Amazon EMR Migration Approaches

Amazon EMR – A Migration Plan

Amazon Web Services (AWS) offers their Amazon Elastic
MapReduce (EMR) tool for big data processing and
analysis.  The MapReduce software frame
allows vast amounts of data to be processed quickly and cost- effectively.  In addition, EMR securely and reliably
handles a broad set of big data use cases, including log analysis, web
indexing, data transformations (ETL), machine learning, financial analysis,
scientific simulation, and bioinformatics. 
This is accomplished by using open source
tools such as
Apache Spark, Apache Hive, Apache HBase, Apache Flink, and Presto, coupled with
the dynamic scalability of Amazon EC2 and scalable stores of Amazon S3.  Whether you are running a single purpose,
short lived cluster or a long running highly available cluster, Amazon EMR is a
tool that will provide your organization the flexibility you have been looking
for.  Let’s explore further the benefits
that Amazon EMR will provide to your business.

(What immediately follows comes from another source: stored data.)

PR #320, opened 2020-10-23
More theming for navbar

tomquinonero:
This PR add:
 - A way of theming the navbar differently, by overwriting the `primary` colors on `.kt-navbar`.
 - Two navbar themes: `light` and `dark`
 - A way of changing navbar theme in the navbar documentation

This PR removes:
 - The `grayscale` theme, that is not used anymore (was used for SP)

To test: 
Run server and go to <http://localhost:3000/examples/layouts#>, or go to <http://localhost:3000/patterns/navbar> and click on "Open Example".
There is a select that allow us to select theme. 
Please ignore the notification area as it wasn't really supported on default theme.

### DIFF
--- a/packages/documentation/pages/examples/layouts.vue
+++ b/packages/documentation/pages/examples/layouts.vue
@@ -26,6 +26,7 @@
 		<div slot="workspace">
 			<KtFieldSingleSelect
 				v-model="theme"
+				hideClear
 				isOptional
 				label="Navbar Theme"
 				:options="[
--- a/packages/documentation/pages/examples/layouts.vue
+++ b/packages/documentation/pages/examples/layouts.vue
@@ -24,7 +24,6 @@
 			:menu="actionbarMenu"
 		/>
 		<div slot="workspace">
-			<div>Hello {{ theme }}</div>
 			<KtForm>
 				<KtFieldSingleSelect
 					v-model="theme"
--- a/packages/documentation/pages/examples/layouts.vue
+++ b/packages/documentation/pages/examples/layouts.vue
@@ -7,6 +7,7 @@
 			:notification="navbarNotification"
 			:quickLinks="quickLinksData"
 			:sections="navbarMenu"
+			:theme="theme"
 		>
 			<div slot="navbar-footer">
 				<KtUserMenu
@@ -22,7 +23,23 @@
 			headerTitle="LayoutContainer Example"
 			:menu="actionbarMenu"
 		/>
-		<div slot="workspace"></div>
+		<div slot="workspace">
+			<div>Hello {{ theme }}</div>
+			<KtForm>
+				<KtFieldSingleSelect
+					v-model="theme"
+					formKey="NONE"
+					isOptional
+					label="Navbar Theme"
+					:options="[
+						{ label: 'Reversed theme', value: 'reverse' },
+						{ label: 'Light theme', value: 'light' },
+						{ label: 'Dark theme', value: 'dark' },
+						{ label: 'None', value: null },
+					]"
+				/>
+			</KtForm>
+		</div>
 	</LayoutContainer>
 </template>
 
@@ -37,6 +54,7 @@ export default {
 	},
 	data() {
 		return {
+			theme: null,
 			quickLinksData: {
 				links: [
 					{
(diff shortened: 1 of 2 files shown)


packages/documentation/pages/examples/layouts.vue
```diff
@@ -22,7 +23,22 @@
 			headerTitle="LayoutContainer Example"
 			:menu="actionbarMenu"
 		/>
-		<div slot="workspace"></div>
+		<div slot="workspace">
+			<KtForm>
```
carsoli, line 27: you can choose to use a field without a form if the formKey is NONE anyways

so no need for `KtForm` and thus `formKey`

packages/documentation/pages/examples/layouts.vue
```diff
@@ -22,7 +23,22 @@
...
+				<KtFieldSingleSelect
+					v-model="theme"
+					formKey="NONE"
+					isOptional
+					label="Navbar Theme"
+					:options="[
+						{ label: 'Reversed theme', value: 'reverse' },
+						{ label: 'Light theme', value: 'light' },
+						{ label: 'Dark theme', value: 'dark' },
+						{ label: 'None', value: null },
```
carsoli, line 37: also if you want a  null option explicity, pass `hideClear` so u don't have a null option AND the option to clear which will also have a vaule null but a label `''`

packages/kotti-ui/source/kotti-navbar/KtNavbar.vue
```diff
@@ -252,7 +273,6 @@ $narrow-navbar-width: 3.4rem;
 	.kt-navbar-quick-links {
```
carsoli, line 273: do u think following BEM since we now have `kt-navbar` this can become `kt-navbar__quick-links`
previously we didn't consider probably bc we didn't have it

assuming we don't need to overwrite it in Yoda this should be fine but this will be a breaking change and we can adjust release notes accordingly to handle this on any user app's side 

and then also move within the above class as `&__quicklinks`

packages/kotti-ui/source/kotti-navbar/KtNavbar.vue
```diff
@@ -146,17 +149,35 @@ $narrow-navbar-width: 3.4rem;
 		--user-menu-color: var(--primary-80);
 	}
 
-	&--theme-grayscale {
+	&--theme-light {
```
carsoli, line 152: in general, i have a question

do we customize the primary colors to our customers
so if we want to extend themes to fit our customers requirements, do we only need to change what primary-* values are

packages/kotti-ui/source/kotti-navbar/KtNavbar.vue
carsoli: i went through the file and it seems the entire BEM convention is absolutely weird for this file, subcomponents seem to be separated with `-` in many cases

you can skip this comment, and i'll make time for a separate PR when u merge yours

sorry for the hassle

packages/documentation/pages/examples/layouts.vue
tomquinonero: So no `formKey` on field and no `Form` ? Cool!

packages/documentation/pages/examples/layouts.vue
tomquinonero: I can't name it "None" then right?? I think empty label is a bit confusing?

packages/kotti-ui/source/kotti-navbar/KtNavbar.vue
tomquinonero: yes we do

packages/kotti-ui/source/kotti-navbar/KtNavbar.vue
tomquinonero: Yes this is old and not really using BEM. 
Ok for separate PR :+1:

packages/documentation/pages/examples/layouts.vue
carsoli: No you can keep the name, I'm suggesting you add the `hideClear` flag on the component because you have a null option but also you can clear so you can two possible ways of having a null value and i don't think you need that given that you have explicitly a null option

FlorianWendelborn (approved):
LGTM

carsoli (approved):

Getting Started – Amazon EMR Migration Approaches

When starting your organization’s journey to migrate your big data platform to the cloud, you must first decide how to approach migration. There are 3 approaches

1. Re-architect your platform to maximize the benefits of the cloud. This approach requires research, planning, experimentation, education, implementation, and deployment. These efforts cost resources and time but generally provide the greatest rate of return as reduced hardware and storage costs, operational maintenance, and most flexibility to meet future business needs.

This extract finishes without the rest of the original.